Relays acted : a. Flag operation at Protection panel.
b. Acting of Master relay
c. Indication at Annunciation Panel.
Consequences : a. Tripping of 220KV breaker
b. Tripping of Field breaker
c. Stop command to Turbine thro’ Mark-IV
Status : a. Unit is at coasting down.
Once the differential protection operated, the unit can not be taken into service unless the generator winding is thoroughly examined by the maintenance staff of any internal faults
2.GENERATOR-TRANSFORMER DIFFERENTIAL PROTECTION :
Setting : 0.75 Amp Time : Instantaneous
It protects 11KV bus duct, 11/0.440KV unit auxiliary transformer, 11/20KV step-up transformer against internal faults such as phase-to-phase and three phase-to-ground faults. This type of fault is very serious because very large current can flow and produce large amounts of damage to the winding if it is allowed to persist. One set current transformers of the generator on neutral side and another set current transformer on 220KV side after transformer, is exclusively used for the protection. Upon the detection of difference in current between these current transformers, the unit is tripped with out time delay.One the generator-transformer differential protection operated, the unit can not be taken into service unless the 11KV bus duct, unit auxiliary transformer, power transformer are thoroughly examined by the maintenance staff for any internal faults.

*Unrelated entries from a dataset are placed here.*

PR #198, opened 2026-07-29
fix(mol): stop stripping legal blank MOL name lines in SDF splitting

### LINKED ISSUE #171: SDF reader: leading-blank-line-skip strips a legitimately-blank MOL name line, breaking unnamed-molecule SDF (3 entry points)
## Summary

`chematic-mol`'s string-based SDF `$$$$`-block-splitters unconditionally strip *leading* blank lines before extracting each record — including a legitimately blank **first line** of a record (the MOL name line), which is the literal default output shape of RDKit's own `Chem.MolToMolBlock()` for an unnamed molecule. This shifts every subsequent line of that record up by one and causes a hard parse error (`InvalidCountLine { detail: "missing V2000 version tag" }` or similar) on any SDF containing an unnamed molecule.

## Root cause

Three call sites share the same "skip leading blank lines" preprocessing loop, applied unconditionally at the top of each `next()`/parse iteration — not just between records, but also before the very first record and before every subsequent one:

- `crates/chematic-mol/src/mol2000.rs:715` — `read_sdf_with_diagnostics` (and therefore `parse_sdf_with_coords`)
- `crates/chematic-mol/src/sdf.rs:40` — `SdfReader::next` (and therefore `parse_sdf`)
- `crates/chematic-mol/src/sdf.rs:163` — `SdfRecordReader::next`

```rust
// Skip leading blank lines.
while let Some(rest) = remaining
    .strip_prefix("\r\n")
    .or_else(|| remaining.strip_prefix('\n'))
{
    remaining = rest;
}
```

This is meant to defensively skip stray blank lines *between* `$$$$`-delimited records, but it also fires on the very first line of whatever `remaining` currently points at — which, for a record whose own name (header line 1) is blank, eats that legitimate blank line, shifting the rest of that record's 3-line header out of alignment with the parser's fixed line-number expectations.

`SdfFileReader` (the `BufRead`-based streaming reader, `crates/chematic-mol/src/sdf.rs`) does **not** have this bug — it accumulates lines verbatim into `block` without any leading-blank-line skip, so a blank name line survives intact there.

## Repro

```rust
let block = "\n     RDKit          3D\n\n  1  0  0  0  0  0  0  0  0  0  0 V2000\n    0.0000    0.0000    0.0000 C   0  0  0  0  0  0  0  0  0  0  0  0\nM  END\n";
let sdf = format!("{block}$$$$\n");
assert!(chematic_mol::parse_sdf(&sdf).is_err()); // fails with InvalidCountLine, not a real error in the input
```

Any SDF produced by `Chem.MolToMolBlock(unnamed_mol)` (or any writer that emits a blank name line, which is common and spec-legal) trips this on every one of the 3 affected entry points.

## Known partial workaround (pre-existing, since v0.4.10)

Relays acted : a. Flag operation at Protection panel.
b. Acting of Master relay
c. Indication at Annunciation Panel.
Consequences : a. Tripping of 220KV breaker
b. Tripping of Field breaker
c. Stop command to Turbine thro’ Mark-IV
Status : a. Unit is at coasting down.
3.LOSS OF FIELD OR EXCITATION PROTECTION :
Setting : K1-2, K2-1, K3-2 Trip after 2 Sec.

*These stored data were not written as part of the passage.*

PR #215, opened 2026-08-14
fix: normalize SDK timestamps to UTC

marandaneto:

V0 capture payloads serialize event timestamps as naive date-time strings without a UTC offset. This makes the wire timestamp ambiguous even though `Event::set_timestamp` already converts the supplied value to the equivalent UTC instant.

This change stores the V0 wire timestamp as `DateTime<Utc>`, so both single-event and batch capture payloads serialize timestamps as RFC 3339 UTC values with a `Z` suffix. For example, `2023-01-01T10:00:00.123+03:00` is sent as `2023-01-01T07:00:00.123Z`. V1 serialization remains unchanged and continues to send the same UTC instant.

The regression coverage verifies that behavior directly. `v0_serializes_non_utc_timestamp_as_equivalent_utc_instant` checks V0 conversion from `+03:00` to `Z`. `v1_event_preserves_utc_timestamp_serialization` checks the same instant on V1. The existing `event_timestamp_is_capture_time_not_publish_time` transport test now accepts only RFC 3339 timestamps, so its default and `capture-v1` runs also prove both wire formats include a UTC offset while preserving capture-time stamping.

- `cargo fmt --check`
- `cargo test --lib` - 224 tests passed.
- `cargo test --lib --features capture-v1` - 262 tests passed.

## :pencil: Checklist

### If releasing new changes

### DIFF
--- a/.sampo/changesets/regal-stormcaller-tuulikki.md
+++ b/.sampo/changesets/regal-stormcaller-tuulikki.md
@@ -1,0 +1,5 @@
+---
+cargo/posthog-rs: patch
+---
+
+Normalize SDK timestamps to UTC
--- a/src/client/transport.rs
+++ b/src/client/transport.rs
@@ -1461,17 +1461,11 @@ mod tests {
         );
     }
 
-    /// Parse either an RFC3339 string (v1 timestamps / v0 `sent_at`) or a naive
-    /// datetime (v0 event timestamps serialize without an offset) as UTC.
+    /// Parse an RFC3339 wire timestamp and normalize it to UTC.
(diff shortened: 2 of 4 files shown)


arnohillen (approved):
<small>(created by claude code)</small>

[arno's agent] Verified at 4c540a40: set_timestamp stores naive_utc() from tz-aware input so the .and_utc() relabel in InnerEvent::from_event is invariantly safe, all v0 sends funnel through it, and the +03:00-to-07:00Z tests would fail on a relabel; 46/46 and 111/111 compliance green.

When the synchronous machine with excitation, is connected to the grid, it generates reactive power along with active power to the grid and the rotor speed is same as that of grid frequency. Loss of field or loss of excitation results in loss of synchronism between rotor flux & stator flux. The synchronous machine operates as an induction machine at higher speed and draws reactive power from the grid. This will result in the flow of slip frequency currents in the rotor body as well as severe torque oscillations in the rotor shaft. As the rotor is not designed to sustain such currents or to withstand the high alternating torques which results in rotor overheating, coupling slippage and even rotor failure.
A loss of excitation normally indicates a problem with the excitation system. Some times it may be due to inadvertent tripping of filed breaker, open or short circuit of field winding or loss of source to the exciter. If the generator is not disconnected immediately when it loses excitation wide spread instability may very quickly develop and major system shutdown may occur.
When loss of excitation alarm annunciates at annunciation panel, the machine may probably be running with less excitation at leading MVAR power. Increase the excitation on the machine until it reaches on lagging MVAR power. The machine trips on the same protection along with alarm resynchronize the machine and try to stabilize at required MVAR power. If not possible, trip the machine immediately and inform to the maintenance staff for thorough checking of the Automatic Voltage Regulator (AVR) and its associated parts.
Relays acted : a. Flag operation at Protection panel.
b. Acting of Master relay
c. Indication at Annunciation Panel.
Consequences : a. Tripping of 220KV breaker
b. Tripping of Field breaker
c. Stop command to Turbine thro’ Mark-IV
Status : a. Unit is at coasting down.
4.NEGATIVE SEQUENCE OR CURRENT UNBALANCE PROTECTION :
Setting : Alarm – 75% of 12s Time - 5 Sec.
Trip – 75% of 12s Time - 300 Sec.
When the machine delivering the equal currents in three phases, no unbalance or negative phase sequence current is produced as the vector sum of these currents is zero, when the generator is supplying an unbalanced load to a system, a negative phase sequence current is imposed on the generator. The system unbalance may be due to opening of lines, breaker failures or system faults. The negative sequence current in the stator winding creates a magnetic flux wave in the air gap which rotates in opposite direction to that of rotor synchronous speed. This flux induces currents in the rotor body, wedges, retaining rings at twice the line frequency. Heating occurs in these areas and the resulting temperatures depend upon the level and duration of the unbalanced currents. Under these conditions it is possible to reach temperatures at which the rotor material no longer contain the centrifugal forces imposed on them resulting in serious damage to the turbine-generator set. Any machine as per design data will permit some level of negative sequence currents for continuous period.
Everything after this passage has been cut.